A propósito dessa transversalidade, a crise gerada pela COVID-19 está mudando a maneira de pensar e administrar vários aspectos da vida urbana, uma vez que a ocupação dos espaços urbanos, o fluxo de pessoas nesses espaços, assim como a liberdade de ir e vir da população estão sendo determinados, de certa maneira, pela política de avaliação de riscos à saúde. Isso sem falar em toda a questão de geração, acondicionamento e destinação de resíduos, intensamente aumentados devido ao confinamento da população.
A experiência recente da crise sanitário-econômica adverte para o aprendizado das lições de governança urbana: a COVID-19 tem mudado a face das cidades, levantado questionamentos sobre a origem desses fenômenos e sobre a administração da vida urbana na onda pandêmica, que não é nova (os últimos 100 anos foram recheados de pandemias), mas é inédita pelo alcance global total devastador.
Reflexão sobre as lições não aprendidas remete à maneira pela qual as análises de risco têm sido feitas. Sem considerar o devido risco, o homem tem se colocado nos espaços anteriormente destinados à fauna e flora nativas, privilegiando a exploração comercial e urbana dessas áreas, colocando-o em contato direto com as fontes silvestres de disseminação de diferentes tipos de vírus.
Daí o excesso de verticalização urbana, que promove elevados adensamentos populacionais, tornando difícil o controle de circulação das pessoas, aumentando a probabilidade de transmissão dos vírus pessoa-a-pessoa.
Falar em Direito Ambiental leva em consideração esses e outros tantos aspectos, ainda mais a partir de agora, com todo o mundo focado na rota da “economia limpa” pós-crise e na perspectiva de negócios que permitam o desenvolvimento sustentável. A análise de risco ambiental levará em conta uma infinidade de fatos e experiências multidisciplinares para os planejamentos urbanos.
Temos boas leis brasileiras e, principalmente, acordos e pactos internacionais que servem muito bem para a construção de uma política ambiental alinhada com o melhor que se apresenta mundialmente. Aliás, o Supremo Tribunal Federal, dias atrás, decidiu que o dano ambiental é imprescritível: estende-se para o futuro, além do limite do tempo, o direito de impor a reparação civil de um dano ambiental. O Supremo trouxe segurança jurídica: empresas e instituições deverão manter rigorosos padrões ante a gravidade do sistema punitivo ambiental no caso de geração de dano, com importantes reflexos para o Compliance Ambiental, auditorias e inúmeras operações societárias, nesse novo caminho para a economia limpa.

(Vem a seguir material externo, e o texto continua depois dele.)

PR #2761, opened 2026-06-05
CNF-24578: add BMH/node context enrichment and standardize field naming

donpenney:
Add logging.AppendCtx() for bmh and node names at function entry points throughout the hardware manager controller. This eliminates ~100 redundant explicit bmh/node attributes from individual log calls — the data is now automatically included via context in all downstream logs.

Context enrichment added to 30+ functions in:
- baremetalhost_manager.go: all functions receiving bmh parameter
- helpers.go: node processing functions (handleNodeInProgressUpdate, initiateNodeUpdate, executeNodeUpdates, etc.)
- allocatednode_controller.go: handleAllocatedNodeDeletion
- hostfirmwarecomponents_manager.go, hostfirmwaresettings_manager.go, hostupdatepolicy_manager.go: BMH processing functions

Field naming standardized to camelCase:
- "BMH" → "bmh" (baremetalhost_manager.go, helpers.go)
- "ClusterID" → "clusterId" (nodeallocationrequest_controller.go)
- "NodeClusterType ID" → "nodeClusterTypeId" (collector_alarms.go)
- "State" → "state", "Annotation" → "annotation"

### DIFF
--- a/internal/hardwaremanager/controller/baremetalhost_manager.go
+++ b/internal/hardwaremanager/controller/baremetalhost_manager.go
@@ -84,6 +84,7 @@ func updateBMHMetaWithRetry(
 	metaType string, // "label" or "annotation"
 	key, value, operation string,
 ) error {
+	ctx = logging.AppendCtx(ctx, slog.String("bmh", name.Name))
 	// nolint: wrapcheck
 	return retry.OnError(retry.DefaultRetry, k8serrors.IsConflict, func() error {
 		// Fetch the latest version of the BMH
--- a/internal/hardwaremanager/controller/baremetalhost_manager.go
+++ b/internal/hardwaremanager/controller/baremetalhost_manager.go
@@ -84,7 +84,6 @@ func updateBMHMetaWithRetry(
 	metaType string, // "label" or "annotation"
 	key, value, operation string,
 ) error {
-	ctx = logging.AppendCtx(ctx, slog.String("bmh", name.Name))
 	// nolint: wrapcheck
 	return retry.OnError(retry.DefaultRetry, k8serrors.IsConflict, func() error {
 		// Fetch the latest version of the BMH
@@ -413,8 +412,6 @@ func processHwProfile(ctx context.Context,
 	namespace string,
 	bmh *metal3v1alpha1.BareMetalHost, profileName string,
 	postInstall, validateOnly bool) (bool, error) {
-	ctx = logging.AppendCtx(ctx, slog.String("bmh", bmh.Name))
-
 	logger.DebugContext(ctx, "Processing hardware profile for BMH",
 		slog.String("hwProfile", profileName),
 		slog.Bool("postInstall", postInstall),
@@ -507,7 +504,6 @@ func processHwProfile(ctx context.Context,
 }
 
 func checkBMHStatus(ctx context.Context, logger *slog.Logger, bmh *metal3v1alpha1.BareMetalHost, state metal3v1alpha1.ProvisioningState) bool {
-	ctx = logging.AppendCtx(ctx, slog.String("bmh", bmh.Name))
 	// Check if the BMH is in  desired state
 	if bmh.Status.Provisioning.State == state {
 		logger.InfoContext(ctx, "BMH is now in desired state", slog.String("state", string(state)))
@@ -620,7 +616,6 @@ func handleTransitionNode(ctx context.Context,
 }
 
 func addRebootAnnotation(ctx context.Context, c client.Client, logger *slog.Logger, bmh *metal3v1alpha1.BareMetalHost) error {
-	ctx = logging.AppendCtx(ctx, slog.String("bmh", bmh.Name))
 	bmhName := types.NamespacedName{Name: bmh.Name, Namespace: bmh.Namespace}
 	logger.DebugContext(ctx, "Adding reboot annotation to BMH",
 		slog.String("annotation", BmhRebootAnnotation))
@@ -635,7 +630,6 @@ func addRebootAnnotation(ctx context.Context, c client.Client, logger *slog.Logg
 // firmware updates and adds the reboot annotation to the BMH to trigger node
 // reboot when required.
 func evaluateCRForReboot(ctx context.Context, c client.Client, logger *slog.Logger, bmh *metal3v1alpha1.BareMetalHost) error {
-	ctx = logging.AppendCtx(ctx, slog.String("bmh", bmh.Name))
 	// Check if both annotations are present
 	hasBiosAnnotation := bmh.Annotations[BiosUpdateNeededAnnotation] != ""
 	hasFirmwareAnnotation := bmh.Annotations[FirmwareUpdateNeededAnnotation] != ""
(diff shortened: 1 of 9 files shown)


internal/hardwaremanager/controller/baremetalhost_manager.go
```diff
@@ -636,34 +620,32 @@ func handleTransitionNode(ctx context.Context,
 }
 
 func addRebootAnnotation(ctx context.Context, c client.Client, logger *slog.Logger, bmh *metal3v1alpha1.BareMetalHost) error {
+	ctx = logging.AppendCtx(ctx, slog.String("bmh", bmh.Name))
```
Missxiaoguo: I noticed that the caller `evaluateCRForReboot` already appends bmh attribute to the ctx, and the caller of `evaluateCRForReboot` appends it again. Would this result in duplicate bmh fields in the log? It looks like the same pattern occurs in many other call chains as well.

internal/hardwaremanager/controller/hostfirmwaresettings_manager.go
Missxiaoguo: can be removed

internal/hardwaremanager/controller/baremetalhost_manager.go
donpenney: [Comment authored by Claude]

Good catch. Removed `AppendCtx` for bmh from leaf functions that are always called from a parent that already sets it in context. Only top-level entry points where the BMH is first identified now enrich the context. Fixed in e12bf38.

The remaining case of both caller and callee adding bmh (e.g., `handleAllocatedNodeDeletion` → `clearBMHAnnotation`) will be resolved by PR #2759 which fixes `AppendCtx` to replace existing keys instead of appending duplicates.

internal/hardwaremanager/controller/hostfirmwaresettings_manager.go
donpenney: [Comment authored by Claude]

Removed in e12bf38.

internal/hardwaremanager/controller/baremetalhost_manager.go
```diff
@@ -935,7 +897,8 @@ func handleBMHCompletion(ctx context.Context,
 		go func(node *hwmgmtv1alpha1.AllocatedNode) {
 			defer wg.Done()
 
-			updating, err := handleSingleNodeCompletion(ctx, c, noncachedClient, logger, namespace, node)
+			nodeCtx := logging.AppendCtx(ctx, slog.String("node", node.Name))
+			updating, err := handleSingleNodeCompletion(nodeCtx, c, noncachedClient, logger, namespace, node)
```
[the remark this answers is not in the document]
donpenney: [Comment authored by Claude]

Valid concern. The concurrent slice mutation is fixed by PR #2759 which updates `AppendCtx` to copy the slice before modification. The goroutine code already uses a local `nodeCtx` per goroutine, so once the copy fix lands, each goroutine operates on its own slice copy with no data race.

internal/service/cluster/collector/collector_alarms.go
```diff
@@ -106,15 +106,15 @@ func nodeClusterTypesWithAlarmDictionaryID(nodeClusterTypes []models.NodeCluster
 	var filteredNodeClusterTypes []models.NodeClusterType
 	for _, nodeClusterType := range nodeClusterTypes {
 		if nodeClusterType.Extensions == nil {
-			slog.Error("no extensions found for node cluster type", "NodeClusterType ID", nodeClusterType.NodeClusterTypeID)
+			slog.Error("no extensions found for node cluster type", "nodeClusterTypeId", nodeClusterType.NodeClusterTypeID)
```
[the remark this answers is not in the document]
donpenney: [Comment authored by Claude]

Aligned to `nodeClusterTypeID` (uppercase ID suffix) to match the convention used in context enrichment and the API model fields. Fixed in e12bf38.

alegacy:
/lgtm

@Missxiaoguo you can approve if you are satisfied with the fixes to your comments.

donpenney:
[Comment authored by Claude]

Rebased on main (which now includes the `AppendCtx` replace-instead-of-append fix from PR #2759) and force-pushed with an additional commit addressing review feedback and extending context enrichment to the resource collector:

**Review feedback fixes:**
- Removed `AppendCtx` from leaf functions that inherit bmh from caller (per Angie's feedback)
- Aligned `nodeClusterTypeId` → `nodeClusterTypeID` for consistency (per CodeRabbit)
- Removed leftover explicit `slog.String("bmh", ...)` in hostfirmwaresettings_manager.go (per Angie)

**Additional entry points enriched (same pattern, previously missed):**
- `updateBMHMetaWithRetry`: receives a NamespacedName rather than being called from a parent that already set bmh — adds bmh to context so logs inside the retry loop always identify the BMH
- `handleBMHEvent`, `handleHardwareDataEvent`, `handleAllocatedNodeEvent`: entry points for watch events in the resource collector — adds bmh/node to context at event entry, removes redundant explicit attributes from downstream log calls
- Removed redundant `HFC` attribute from HostFirmwareComponents creation log (bmh name already in context)

BMH context format is now consistently `bmh.Name` everywhere, with `bmhNamespace` as a separate field in the resource collector where BMHs come from different namespaces.

donpenney:
[Comment authored by Claude]

@coderabbitai Re: [CodeRabbit nitpick](https://github.com/openshift-kni/oran-o2ims/pull/2761#pullrequestreview-4449503130) on `IsFirmwareUpdateRequired` — this is a leaf function called from `processHwProfile`, which is called from `initiateNodeUpdate`/`handleNodeInProgressUpdate`. Both callers already set bmh in context before calling down, so `IsFirmwareUpdateRequired` inherits bmh via the passed ctx. Per the approach in this PR, we only add bmh to context at entry points where the BMH is first identified, not in every function that receives a bmh parameter.

internal/hardwaremanager/controller/helpers.go
```diff
@@ -1162,22 +1162,22 @@ func executeNodeUpdates(
...
 						namespace, nodeToProcess.node, true, nodeOps)
 				}
 			case actionInProgressUpdate:
 				if nodeToProcess.node.Spec.HwProfile != newHwProfile {
-					res, err = abandonNodeUpdate(ctx, c, noncachedClient, logger,
+					res, err = abandonNodeUpdate(nodeCtx, c, noncachedClient, logger,
 						newHwProfile, nodeToProcess.node, nodeOps)
 				} else {
-					res, err = handleNodeInProgressUpdate(ctx, c, noncachedClient, logger,
+					res, err = handleNodeInProgressUpdate(nodeCtx, c, noncachedClient, logger,
```
Missxiaoguo, line 1177: Since the `node` has already been appended to the ctx in executeNodeUpdates, the additional appending in each of these child functions can be removed.

donpenney: [Comment authored by Claude]

Good catch — removed the redundant `AppendCtx` for node from `handleNodeInProgressUpdate`, `abandonNodeUpdate`, and `initiateNodeUpdate`. The caller (`executeNodeUpdates`) already sets node in context via `nodeCtx` before calling these. Fixed in 30d7468.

Pena o atual titular da pasta ambiental nacional não pensar antes de pronunciar que o momento da pandemia é bom para fazer passar “qualquer mudança infra legal”, ainda que fragilize controles e punições. Como revelado na famosa reunião de turpilóquios, já que se só fala em Covid, o negócio é “ir passando a boiada e mudando todo o regramento e simplificando normas”.
Fragilizar normas e destruir o que já se conseguiu até aqui – a duras penas – na área ambiental afetará exportações, quebrará confianças e criará prejuízos de toda ordem para o país. Suscitar retrocessos ambientais macula a agenda do setor e vai na contramão dos princípios colaborativos e de tudo o que se viu em termos de perdas da biodiversidade por conta da forma até aqui prevalecente no se relacionar com o planeta.
Mais do que a singela integração global comercial, de agora em diante o lema é cooperação global ambiental para uma economia genuinamente limpa.